Posted 8 Jul 2011 by Walaa Idris

On Wednesday, the leader of the opposition and his backbenchers – during PMQs – showed us how poor novice leadership is done! He was aggressive and relentless in his quest to incriminate everyone remotely close to News Corporation – conveniently forgetting that the phone hacking allegations and the questionable journalistic culture all happened on Labour’s watch. But such is his party’s detest ‘now’ to all things Murdoch that they are prepared to forget and even rewrite history to appear righteous.
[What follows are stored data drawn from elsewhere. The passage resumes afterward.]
PR #80, opened 2021-07-07
Fix issymbollike special case not covered by downstream tests

sharanry:
Match `issymbollike`  to [RecursiveArrayTools's implementation](https://github.com/SciML/RecursiveArrayTools.jl/blob/master/src/vector_of_array.jl#L22). 
Just spotted this bug. Didn't trigger any downstream tests in #66 unexpectedly.


ChrisRackauckas:
We should just delete this one and alias it.

Issue #83, opened 2021-07-09
potential logic error in solution interface


lamorton:
It looks to me like [this](https://github.com/SciML/SciMLBase.jl/blob/9ac2da300e34bb84b4167aa3250d5aa6fe55876b/src/solutions/solution_interface.jl#L52-L53) is a mistake:
```julia
  if i == nothing
      if issymbollike(i) && Symbol(i) == getindepsym(A)
```

If `i` is `nothing` then it makes no sense to test whether it is symbol-like or is equal to the independent variable -- I think it's probably meant to be `sym` here instead of `i`.

ChrisRackauckas:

By contrast, this morning the Prime Minster calmly and coherently laid out plans for two enquiries – one of them led by a judge. Plus he accepted full responsibility for every decision he made regarding his relationship with current and former News Corporation employees and showed how responsible and mature leadership conducts business.

As a member of the public I find Cameron’s handling of the situation – from shouldering the responsibly of his actions to putting in place the appropriate measures needed to deal with the investigations – reassuring. Knowing that when raw feelings were flying around, the PM was sensible composed and did not get sucked in the media whirlwind but kept a mature level head approach is very encouraging.

While I belief that public pressure is a wonderful and effective weapon – like most weapons it can be dangerous if used unwisely or incorrectly. History is littered with collateral damage of innocent people tried in haste to appease the crowd. I will say it again – it is always best to take time and do things correctly no matter how long they might take. This phone – hacking mess surfaced in 2006 and still no one knows how long it’s been going for or how deep it touches – it is therefore inconceivable to get to the bottom of it in a matter of days or even weeks, if it’s to be resolved permanently and correctly!